(INPUT DATA begins)
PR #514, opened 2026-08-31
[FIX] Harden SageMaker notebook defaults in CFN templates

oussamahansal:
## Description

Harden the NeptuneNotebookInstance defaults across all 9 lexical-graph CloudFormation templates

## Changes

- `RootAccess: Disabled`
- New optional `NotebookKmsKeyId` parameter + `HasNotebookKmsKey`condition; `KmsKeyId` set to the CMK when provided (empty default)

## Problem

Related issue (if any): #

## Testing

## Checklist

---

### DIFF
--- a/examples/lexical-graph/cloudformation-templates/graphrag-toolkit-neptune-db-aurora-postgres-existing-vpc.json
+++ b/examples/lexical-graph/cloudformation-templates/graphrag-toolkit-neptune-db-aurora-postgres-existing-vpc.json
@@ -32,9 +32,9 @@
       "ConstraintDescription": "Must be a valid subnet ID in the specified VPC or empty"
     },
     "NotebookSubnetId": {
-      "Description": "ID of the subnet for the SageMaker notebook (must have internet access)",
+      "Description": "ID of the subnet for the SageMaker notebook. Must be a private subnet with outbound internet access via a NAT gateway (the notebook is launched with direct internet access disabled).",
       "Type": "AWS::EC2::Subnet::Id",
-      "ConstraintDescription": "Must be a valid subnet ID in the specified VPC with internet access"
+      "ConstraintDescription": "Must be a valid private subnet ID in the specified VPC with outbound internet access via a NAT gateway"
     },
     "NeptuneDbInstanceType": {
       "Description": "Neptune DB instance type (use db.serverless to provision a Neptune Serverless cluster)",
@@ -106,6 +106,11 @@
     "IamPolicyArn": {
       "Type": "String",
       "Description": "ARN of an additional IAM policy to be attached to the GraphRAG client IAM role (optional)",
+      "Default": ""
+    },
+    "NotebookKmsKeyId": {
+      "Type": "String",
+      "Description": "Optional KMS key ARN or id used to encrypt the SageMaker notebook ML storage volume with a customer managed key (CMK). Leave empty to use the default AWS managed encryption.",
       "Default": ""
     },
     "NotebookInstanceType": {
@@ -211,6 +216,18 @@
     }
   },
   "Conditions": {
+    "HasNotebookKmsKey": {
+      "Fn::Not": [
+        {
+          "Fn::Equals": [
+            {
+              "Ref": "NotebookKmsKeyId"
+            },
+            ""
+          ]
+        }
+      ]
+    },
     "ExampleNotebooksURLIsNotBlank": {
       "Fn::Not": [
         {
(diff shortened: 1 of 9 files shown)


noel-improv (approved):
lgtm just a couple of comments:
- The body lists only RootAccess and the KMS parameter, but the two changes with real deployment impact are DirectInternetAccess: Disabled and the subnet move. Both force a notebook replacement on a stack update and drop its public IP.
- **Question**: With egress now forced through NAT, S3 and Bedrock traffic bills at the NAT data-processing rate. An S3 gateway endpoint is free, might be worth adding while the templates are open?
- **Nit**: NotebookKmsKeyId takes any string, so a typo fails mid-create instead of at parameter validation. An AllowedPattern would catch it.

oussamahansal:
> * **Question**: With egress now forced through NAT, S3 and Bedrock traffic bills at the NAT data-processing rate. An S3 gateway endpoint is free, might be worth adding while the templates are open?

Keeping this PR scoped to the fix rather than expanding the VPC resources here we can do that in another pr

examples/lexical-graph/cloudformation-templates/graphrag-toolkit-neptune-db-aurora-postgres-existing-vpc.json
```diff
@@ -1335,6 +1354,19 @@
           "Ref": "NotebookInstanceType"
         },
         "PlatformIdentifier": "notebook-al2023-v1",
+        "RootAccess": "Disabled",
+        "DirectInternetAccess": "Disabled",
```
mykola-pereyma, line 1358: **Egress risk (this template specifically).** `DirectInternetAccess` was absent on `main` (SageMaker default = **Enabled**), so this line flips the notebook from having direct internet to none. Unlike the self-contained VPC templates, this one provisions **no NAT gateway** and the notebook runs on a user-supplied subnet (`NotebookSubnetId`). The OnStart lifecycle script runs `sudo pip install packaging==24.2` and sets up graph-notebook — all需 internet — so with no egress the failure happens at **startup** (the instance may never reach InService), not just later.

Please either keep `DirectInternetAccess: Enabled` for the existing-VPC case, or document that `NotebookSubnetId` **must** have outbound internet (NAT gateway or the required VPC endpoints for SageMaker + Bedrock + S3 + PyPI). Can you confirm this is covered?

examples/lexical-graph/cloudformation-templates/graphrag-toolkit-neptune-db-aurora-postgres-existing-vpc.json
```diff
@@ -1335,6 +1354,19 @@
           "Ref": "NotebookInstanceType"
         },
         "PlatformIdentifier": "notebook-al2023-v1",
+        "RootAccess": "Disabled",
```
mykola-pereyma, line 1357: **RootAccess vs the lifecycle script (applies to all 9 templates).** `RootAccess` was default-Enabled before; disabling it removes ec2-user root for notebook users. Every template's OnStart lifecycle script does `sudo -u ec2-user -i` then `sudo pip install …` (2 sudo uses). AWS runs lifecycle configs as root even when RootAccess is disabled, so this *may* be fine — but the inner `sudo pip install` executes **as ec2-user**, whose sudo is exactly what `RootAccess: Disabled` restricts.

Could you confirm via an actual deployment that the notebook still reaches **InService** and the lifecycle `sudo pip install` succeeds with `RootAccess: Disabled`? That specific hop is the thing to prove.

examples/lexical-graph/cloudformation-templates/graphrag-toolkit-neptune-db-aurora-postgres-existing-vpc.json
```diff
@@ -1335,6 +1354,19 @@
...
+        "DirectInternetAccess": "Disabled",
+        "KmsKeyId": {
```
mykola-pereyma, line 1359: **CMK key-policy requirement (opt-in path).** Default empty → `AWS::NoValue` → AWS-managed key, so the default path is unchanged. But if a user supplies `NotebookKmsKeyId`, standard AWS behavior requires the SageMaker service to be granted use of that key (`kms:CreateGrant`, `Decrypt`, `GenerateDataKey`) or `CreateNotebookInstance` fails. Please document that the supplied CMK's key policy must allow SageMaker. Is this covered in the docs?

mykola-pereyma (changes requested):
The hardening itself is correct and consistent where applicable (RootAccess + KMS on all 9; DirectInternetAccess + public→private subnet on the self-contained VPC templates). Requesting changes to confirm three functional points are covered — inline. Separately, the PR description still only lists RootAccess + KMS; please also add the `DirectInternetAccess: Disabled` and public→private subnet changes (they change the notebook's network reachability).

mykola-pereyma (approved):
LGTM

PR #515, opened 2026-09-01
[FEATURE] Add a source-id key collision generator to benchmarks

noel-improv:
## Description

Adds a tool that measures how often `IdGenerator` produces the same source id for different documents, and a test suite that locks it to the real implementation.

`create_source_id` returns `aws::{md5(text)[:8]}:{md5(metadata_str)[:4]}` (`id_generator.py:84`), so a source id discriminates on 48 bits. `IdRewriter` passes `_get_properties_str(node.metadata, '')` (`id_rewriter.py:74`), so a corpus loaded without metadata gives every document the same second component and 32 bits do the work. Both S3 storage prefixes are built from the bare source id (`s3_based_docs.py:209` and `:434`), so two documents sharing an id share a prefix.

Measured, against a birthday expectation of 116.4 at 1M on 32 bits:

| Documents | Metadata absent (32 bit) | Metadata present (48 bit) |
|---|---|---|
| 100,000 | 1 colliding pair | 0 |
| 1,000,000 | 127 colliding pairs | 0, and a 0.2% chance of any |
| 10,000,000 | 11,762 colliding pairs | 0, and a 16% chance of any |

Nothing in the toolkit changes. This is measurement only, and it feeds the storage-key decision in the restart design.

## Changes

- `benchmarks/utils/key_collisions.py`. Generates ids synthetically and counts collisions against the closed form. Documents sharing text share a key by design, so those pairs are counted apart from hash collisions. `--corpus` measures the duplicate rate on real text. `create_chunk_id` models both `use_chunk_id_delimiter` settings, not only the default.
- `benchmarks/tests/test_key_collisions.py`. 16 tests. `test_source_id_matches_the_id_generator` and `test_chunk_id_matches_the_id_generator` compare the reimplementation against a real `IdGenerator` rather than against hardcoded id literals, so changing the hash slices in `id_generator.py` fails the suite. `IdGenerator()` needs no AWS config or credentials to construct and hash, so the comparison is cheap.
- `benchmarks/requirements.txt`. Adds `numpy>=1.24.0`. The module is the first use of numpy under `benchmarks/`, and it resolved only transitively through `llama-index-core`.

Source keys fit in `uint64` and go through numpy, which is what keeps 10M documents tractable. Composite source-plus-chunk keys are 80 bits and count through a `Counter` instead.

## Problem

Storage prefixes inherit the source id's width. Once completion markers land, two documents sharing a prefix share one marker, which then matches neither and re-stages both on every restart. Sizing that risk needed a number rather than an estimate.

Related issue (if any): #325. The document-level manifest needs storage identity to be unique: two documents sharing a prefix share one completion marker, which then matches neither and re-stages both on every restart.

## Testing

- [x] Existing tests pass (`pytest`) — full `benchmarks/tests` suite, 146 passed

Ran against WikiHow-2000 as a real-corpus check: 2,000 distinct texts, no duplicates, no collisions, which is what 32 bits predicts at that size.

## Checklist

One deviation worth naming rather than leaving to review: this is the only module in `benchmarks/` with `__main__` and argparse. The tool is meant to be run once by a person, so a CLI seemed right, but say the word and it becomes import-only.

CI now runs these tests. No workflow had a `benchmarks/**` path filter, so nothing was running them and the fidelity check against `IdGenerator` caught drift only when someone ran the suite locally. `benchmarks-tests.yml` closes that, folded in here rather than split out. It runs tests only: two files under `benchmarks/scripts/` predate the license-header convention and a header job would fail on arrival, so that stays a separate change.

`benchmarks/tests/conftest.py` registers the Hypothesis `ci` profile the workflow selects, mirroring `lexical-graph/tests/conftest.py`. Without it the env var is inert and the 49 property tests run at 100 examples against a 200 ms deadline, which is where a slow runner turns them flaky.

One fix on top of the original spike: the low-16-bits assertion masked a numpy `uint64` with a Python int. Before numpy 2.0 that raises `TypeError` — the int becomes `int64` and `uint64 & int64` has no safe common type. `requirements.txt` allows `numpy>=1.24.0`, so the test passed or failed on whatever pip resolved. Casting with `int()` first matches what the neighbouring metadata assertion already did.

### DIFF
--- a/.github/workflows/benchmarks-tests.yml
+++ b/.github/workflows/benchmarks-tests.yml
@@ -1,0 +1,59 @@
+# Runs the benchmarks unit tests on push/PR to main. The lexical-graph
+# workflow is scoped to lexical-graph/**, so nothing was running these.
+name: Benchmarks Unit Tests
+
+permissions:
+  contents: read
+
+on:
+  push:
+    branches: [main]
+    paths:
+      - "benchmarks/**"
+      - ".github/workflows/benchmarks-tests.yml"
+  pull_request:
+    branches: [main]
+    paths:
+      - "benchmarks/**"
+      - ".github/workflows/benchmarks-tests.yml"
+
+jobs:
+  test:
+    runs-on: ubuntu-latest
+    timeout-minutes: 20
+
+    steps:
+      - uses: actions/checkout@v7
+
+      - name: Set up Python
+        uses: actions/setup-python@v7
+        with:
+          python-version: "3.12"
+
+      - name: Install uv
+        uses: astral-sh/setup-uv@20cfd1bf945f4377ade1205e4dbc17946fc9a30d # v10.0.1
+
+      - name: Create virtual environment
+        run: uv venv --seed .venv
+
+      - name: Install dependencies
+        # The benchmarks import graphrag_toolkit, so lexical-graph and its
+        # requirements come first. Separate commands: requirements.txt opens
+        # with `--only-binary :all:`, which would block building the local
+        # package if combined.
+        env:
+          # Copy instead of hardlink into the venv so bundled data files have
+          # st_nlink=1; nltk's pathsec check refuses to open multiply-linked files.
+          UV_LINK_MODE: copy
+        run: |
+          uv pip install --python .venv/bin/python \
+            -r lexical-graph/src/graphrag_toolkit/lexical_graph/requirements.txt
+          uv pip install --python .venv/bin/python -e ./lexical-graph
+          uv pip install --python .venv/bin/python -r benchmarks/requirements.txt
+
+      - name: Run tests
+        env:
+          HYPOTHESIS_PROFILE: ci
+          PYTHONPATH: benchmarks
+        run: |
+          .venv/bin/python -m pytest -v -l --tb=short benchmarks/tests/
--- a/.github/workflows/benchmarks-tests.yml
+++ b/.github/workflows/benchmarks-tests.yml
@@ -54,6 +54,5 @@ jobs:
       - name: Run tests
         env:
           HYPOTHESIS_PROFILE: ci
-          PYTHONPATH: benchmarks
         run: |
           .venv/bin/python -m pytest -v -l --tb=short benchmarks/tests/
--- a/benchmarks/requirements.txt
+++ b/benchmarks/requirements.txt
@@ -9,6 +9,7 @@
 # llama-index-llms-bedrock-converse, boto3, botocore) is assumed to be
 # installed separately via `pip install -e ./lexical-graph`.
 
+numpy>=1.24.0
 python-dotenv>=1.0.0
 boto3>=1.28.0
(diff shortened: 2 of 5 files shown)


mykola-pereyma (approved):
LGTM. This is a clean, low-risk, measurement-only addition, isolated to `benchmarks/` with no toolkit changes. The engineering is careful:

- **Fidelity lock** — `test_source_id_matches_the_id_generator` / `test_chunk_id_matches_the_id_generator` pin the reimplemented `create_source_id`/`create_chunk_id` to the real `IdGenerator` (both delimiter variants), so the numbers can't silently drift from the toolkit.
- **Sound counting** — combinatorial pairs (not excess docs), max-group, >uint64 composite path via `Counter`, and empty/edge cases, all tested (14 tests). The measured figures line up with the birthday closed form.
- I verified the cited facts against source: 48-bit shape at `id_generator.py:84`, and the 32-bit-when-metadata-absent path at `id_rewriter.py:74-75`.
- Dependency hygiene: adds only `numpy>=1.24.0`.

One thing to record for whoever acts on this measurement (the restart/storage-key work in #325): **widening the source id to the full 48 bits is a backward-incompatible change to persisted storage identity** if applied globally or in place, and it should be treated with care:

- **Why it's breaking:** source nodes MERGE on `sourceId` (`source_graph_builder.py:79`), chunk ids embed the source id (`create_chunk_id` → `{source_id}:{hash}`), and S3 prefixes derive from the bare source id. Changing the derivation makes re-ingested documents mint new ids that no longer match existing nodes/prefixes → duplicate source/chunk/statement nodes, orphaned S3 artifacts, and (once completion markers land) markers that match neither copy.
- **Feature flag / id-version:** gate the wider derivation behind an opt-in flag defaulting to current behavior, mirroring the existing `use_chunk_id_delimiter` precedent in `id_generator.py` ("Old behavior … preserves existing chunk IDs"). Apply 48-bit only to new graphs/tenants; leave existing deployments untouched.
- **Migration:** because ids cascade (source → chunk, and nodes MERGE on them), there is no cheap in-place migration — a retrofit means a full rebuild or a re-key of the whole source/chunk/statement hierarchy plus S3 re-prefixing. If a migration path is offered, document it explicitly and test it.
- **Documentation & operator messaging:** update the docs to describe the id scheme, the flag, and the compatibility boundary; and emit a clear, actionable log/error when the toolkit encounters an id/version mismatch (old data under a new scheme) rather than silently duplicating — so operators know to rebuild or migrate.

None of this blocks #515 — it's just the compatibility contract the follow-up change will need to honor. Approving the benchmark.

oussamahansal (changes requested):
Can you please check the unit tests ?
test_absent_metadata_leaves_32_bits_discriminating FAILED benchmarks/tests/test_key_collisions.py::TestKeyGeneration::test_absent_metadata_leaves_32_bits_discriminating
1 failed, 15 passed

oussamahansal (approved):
(INPUT DATA ends)
Could you please report how many lines of the listing above hold the word "import"? Only the number is needed.

2